VERİLERİ ELE GEÇİRİP SATTILAR

Ankara 28. Ağır Ceza Mahkemesi’nin kabul ettiği iddianame; Türkiye'nin ulusal veri güvenliğinin nasıl ihlal edildiğini ayrıntılı şekilde işaret ediyor. İddianame, Türkiye Cumhuriyeti vatandaşlarının başta E-Devlet, MERNİS, Tapu ve Kadastro, TCKN/GSM, Öğrenci Okul Bilgileri gibi kamuya ait sistemlerdeki kişisel bilgilerinin hukuka aykırı şekilde ele geçilip illegal sorgu sistemleri (panelle) aracılığıyla paylaşılıp satılması üzerine yazıldı.

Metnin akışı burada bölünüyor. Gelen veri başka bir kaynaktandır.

PR #424, opened 2023-03-08
feat: update to tari newest tari version

jorgeantonio21:
Description
---
Updates the Tari DAN repo with the latest Tari repo tag.

Motivation and Context
---

How Has This Been Tested?
---
Run `cargo build`.

What process can a PR reviewer use to test or verify this change?
---

Breaking Changes
---

- [x] None
- [ ] Requires data directory to be deleted
- [ ] Other - Please specify

PR #438, opened 2023-03-21
feat: introduce identity signature peer addresses from another node

jorgeantonio21:
Description
---
Refactors `Peer` validation using multiple addresses `identity_signature`.

Motivation and Context
---
Due to the recent changes in the Tari repo, network `Peer`'s allow multiple addresses, each having its own `identity_signature`. This implies that peer validation (and ultimately, its source) had to be refactored. On a first approach we set it to `Config`, everywhere, in #424. This PR tries to make the process more robust and accept `DanPeer` validation/source from other `DanPeer`s, instead.

How Has This Been Tested?
---

---
Run at least two validator nodes via the cli and check communication between these.

Breaking Changes
---

- [x] None
- [ ] Other - Please specify


sdbondi (approved):
utACK

PR #439, opened 2023-03-22
feat!: validator node fees

sdbondi:
Description
---
- feat: adds `FeeModule` to engine to calculate fees for a transaction
- feat: fees account for wasm size per kb, number of system invocations and storage 
- feat: adds fee instruction set that will execute and commit (if possible) even if the main transaction fails 
- feat: adds ability to reveal straight from `ClaimBurn`
- feat: pay fees via confidential/revealed from a vault
- feat: unused fees are refunded to vaults
- feat: adds small fee leeway for creating accounts
- feat: adds simple fee transaction validator to mempool
- fix: correct structure for confidential transfer proofs to allow for output or change reveal.
- feat: implement confidential reveal daemon endpoint and command for wallet cli
- feat: changed return structure of payload processor to included information about the transaction finalization, main transaction failure, fee breakdown, and resource containing the fees (currently burnt)
- feat: update state db tables to include fee instructions
- feat: allow account to be created with a n existing bucket
- feat: minor error message improvements
- feat: allow fees to be disabled in validators
- feat: `args![Workspace("...")]` is now valid syntax
- feat: improves ergonomics of the transaction builder
- feat: update wallet daemon to account for fees
- fix: dont require serde dependency to use template macro

---

- tests: add faucet to test runner that allows fees to easily be paid
- tests: add extensive unit tests for fee functionality
- tests: disable fees in cucumber for now

Motivation and Context
---

This PR adds functionality to allow validator nodes to recover fees for running transactions. 

Caveats:
- Fees are currently burnt. A solution for VN fee claiming is left for another PR.
- Account creation is currently "free". The engine "loans" minimal fees to allow an account to be created without fee instructions. All other transactions require fee instructions (validated in the mempool). In future, there may be a way to claim into a new account.
- Wallet commands do not currently support paying fees from confidential reveal proofs. Fees have to be revealed before payment (either in the same transaction or beforehand).

How Has This Been Tested?
---
Extensive engine unit tests
Manually

---
```shell
cargo run --bin tari_dan_wallet_cli --  accounts create --name primary
# Burn, mine and claim
cargo run --bin tari_dan_wallet_cli --  accounts claim-burn -n primary
# Reveal some funds used for fees
cargo run --bin tari_dan_wallet_cli --  accounts reveal primary 5000 --pay-from-reveal
cargo run --bin tari_dan_wallet_cli --  accounts get-balances primary
cargo run --bin tari_dan_wallet_cli --  accounts create --name alt
cargo run --bin tari_dan_wallet_cli --  transactions confidential-transfer -n1 primary 1000 $dest_account  $dest_pk
cargo run --bin tari_dan_wallet_cli --  accounts get-balances alt
# invoke costs fees
cargo run --bin tari_dan_wallet_cli --  accounts invoke -n primary get_balances
cargo run --bin tari_dan_wallet_cli --  accounts get-balances primary
```

Breaking Changes
---

- [ ] None
- [ ] Other - Please specify

BREAKING CHANGE: Requires data directory to be deleted. Also transaction JSONRPC schema has changed


applications/tari_dan_app_grpc/proto/transaction.proto
```diff
@@ -67,10 +67,10 @@ message MerkleProof {
 message Transaction {
   repeated ThaumInput inputs = 1;
```
stringhandler: These can probably be removed

applications/tari_dan_app_grpc/proto/transaction.proto
```diff
@@ -67,10 +67,10 @@ message MerkleProof {
...
   repeated ThaumOutput outputs = 2;
-  repeated Instruction instructions = 3;
-  bytes balance_proof = 4;
-  tari.dan.common.Signature signature = 5;
-  uint64 fee = 6;
+  repeated Instruction fee_instructions = 3;
+  repeated Instruction instructions = 4;
+  bytes balance_proof = 5;
```
stringhandler: I'm assuming this is a remnant of a previous attempt at fees, and can probably be removed

applications/tari_dan_app_utilities/src/base_layer_scanner.rs
```diff
@@ -290,11 +290,10 @@ impl BaseLayerScanner {
 
             for output in utxos.outputs {
                 let output_hash = output.hash();
-                let sidechain_feature = output.features.sidechain_feature.as_ref().ok_or_else(|| {
-                    BaseLayerScannerError::InvalidSideChainUtxoResponse(
-                        "Validator node registration output must have a sidechain features".to_string(),
-                    )
-                })?;
+                let Some(sidechain_feature) = output.features.sidechain_feature.as_ref() else {
+                    warn!(target: LOG_TARGET, "Validator node registration output must have sidechain features");
```
stringhandler, line 294: Which sidechain outputs is the base node returning that have this problem?

applications/tari_dan_wallet_cli/src/command/account.rs
```diff
@@ -90,8 +96,23 @@ pub struct ClaimBurnArgs {
...
-    #[clap(long, short = 'f')]
-    fee: Option<u64>,
+    #[clap(long, short = 'f', default_value_t = 1000)]
+    fee: u64,
+}
+
+#[derive(Debug, Args, Clone)]
+pub struct RevealFundsArgs {
+    /// The account name where the funds will be revealed
+    account_name: String,
```
stringhandler, line 106:
```suggestion
   #[clap(long, short='n', alias='name')]
    account_name: String,
```

applications/tari_dan_wallet_cli/src/command/account.rs
```diff
@@ -90,8 +96,23 @@ pub struct ClaimBurnArgs {
...
+    /// Amount of funds to reveal
+    reveal_amount: u64,
+    /// The fee to pay for the reveal transaction
+    #[clap(long, short = 'f', default_value_t = 1000)]
+    fee: u64,
+    /// If set, the fee will be paid from the revealed funds instead of from the account resulting in less revealed
+    /// funds than requested.
+    #[clap(long)]
+    pay_from_reveal: bool,
```
stringhandler, line 115: This is a difficult thing to name, suggesting this, but I don't think it's any better:
```suggestion
   use_as_fees: bool,
```

applications/tari_validator_node/src/p2p/services/mempool/validator.rs
```diff
@@ -50,3 +52,28 @@ impl Validator<Transaction> for MempoolTransactionValidator {
...
 }
+
+#[derive(Debug)]
+pub struct FeeTransactionValidator;
+
+#[async_trait]
+impl Validator<Transaction> for FeeTransactionValidator {
+    type Error = MempoolError;
+
+    async fn validate(&self, transaction: &Transaction) -> Result<(), MempoolError> {
```
stringhandler, line 63: This will probably change in future, but fine to have it now

applications/tari_validator_node/src/payload_processor.rs
```diff
@@ -85,26 +89,35 @@ where TTemplateProvider: TemplateProvider<Template = LoadedTemplate>
             initial_ownership_proofs: vec![owner_token],
         };
 
-        let modules = vec![]; // No modules for now, currently used in tests. Also will be useful for more advanced use-cases like fees, etc.
-
-        let processor = TransactionProcessor::new(package, state_store, auth_params, consensus, modules);
+        // 1 per byte
+        // Divide by 2 to account for the cost of CBOR
+        let initial_cost = self.fee_table.per_kb_wasm_size() * package.total_code_byte_size() as u64 / 1024 / 2;
```
stringhandler, line 94: nit: this logic is probably better in a separate struct or service, but fine to leave it here until more rules emerge

applications/tari_validator_node/tests/cucumber.rs
```diff
@@ -77,25 +77,25 @@ use crate::utils::{
...
-    current_scenario_name: Option<String>,
-    commitments: IndexMap<String, Vec<u8>>,
-    commitment_ownership_proofs: IndexMap<String, RistrettoComSig>,
-    rangeproofs: IndexMap<String, Vec<u8>>,
-    addresses: IndexMap<String, String>,
-    num_databases_saved: usize,
-    account_public_keys: IndexMap<String, (RistrettoSecretKey, PublicKey)>,
-    claim_public_keys: IndexMap<String, PublicKey>,
-    wallet_daemons: IndexMap<String, DanWalletDaemonProcess>,
+    pub base_nodes: IndexMap<String, BaseNodeProcess>,
```
stringhandler, line 80: TariWorld is OPEN TO THE PUBLIC lol

stringhandler (commented):
I like the module approach

applications/tari_dan_wallet_cli/src/command/account.rs
sdbondi: It's a mandatory field for now, so feels better to me to have it as an arg. `reveal <from_acc_name> <amount>`. If we maybe added a default account concept (maybe default account to pay fees), we could use that if not specified. Then I'd change it to a flag. 

Happy to change it if you disagree.

applications/tari_dan_app_utilities/src/base_layer_scanner.rs
sdbondi: I have a chain that has old burnt outputs without the sidechain feature set. This prevents the VN from scanning. 

There may be a use case for a burn without the Confidential Output sidechain feature (not sure) otherwise we should add a base layer validation.

applications/tari_dan_wallet_cli/src/command/account.rs
sdbondi: yeah `--pay-fees-from-revealed-funds` is probably better but a bit long. Perhaps we should always just pay from revealed funds since it amounts to the same final amount and it works even when no funds are previously revealed

applications/tari_validator_node/src/payload_processor.rs
sdbondi: yeah agree, might want to charge for args size etc so possibly just a cost function that takes in a Transaction will be sufficient.

applications/tari_validator_node/tests/cucumber.rs
sdbondi: lol, yeah think that is why guys put all the steps in one file - because they use the fields on TariWorld. #callthecodejanitor :P

applications/tari_dan_app_utilities/src/base_layer_scanner.rs
stringhandler: Yeah I think let's leave this as is for now, but I'll get an issue created for the base layer validation

applications/tari_dan_wallet_cli/src/command/account.rs
stringhandler: nah, leave it as is for now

16 şüphelinin yargılandığı dosyada, “mağdur” kuruluşlar; Adana Yüreğir Belediyesi, Altınbaş Üniversitesi Rektörlüğü, Ankara Büyükşehir Belediye Başkanlığı, Gelir İdaresi Başkanlığı, Sağlık Bakanlığı, Ankara Tapu ve Kadastro Genel Müdürlüğü, Çevre Şehircilik ve İklim Değişikliği Bakanlığı, Dumlupınar Üniversitesi, İzmir Tınaztepe Üniversitesi, Milli Eğitim Bakanlığı, Nişantaşı Üniversitesi Rektörlüğü, Nüfus ve Vatandaşlık İşleri Genel Müdürlüğü, Ondokuz Mayıs Üniversitesi Rektörlüğü, Sosyal Güvenlik Kurumu Başkanlığı, Tekirdağ Namık Kemal Üniversitesi Rektörlüğü, Türkiye İş Kurumu Genel Müdürlüğü, Yavuz Sultan Selim Köprüsü ve Kuzey Çevre Otoyolu İşletmesi oldu.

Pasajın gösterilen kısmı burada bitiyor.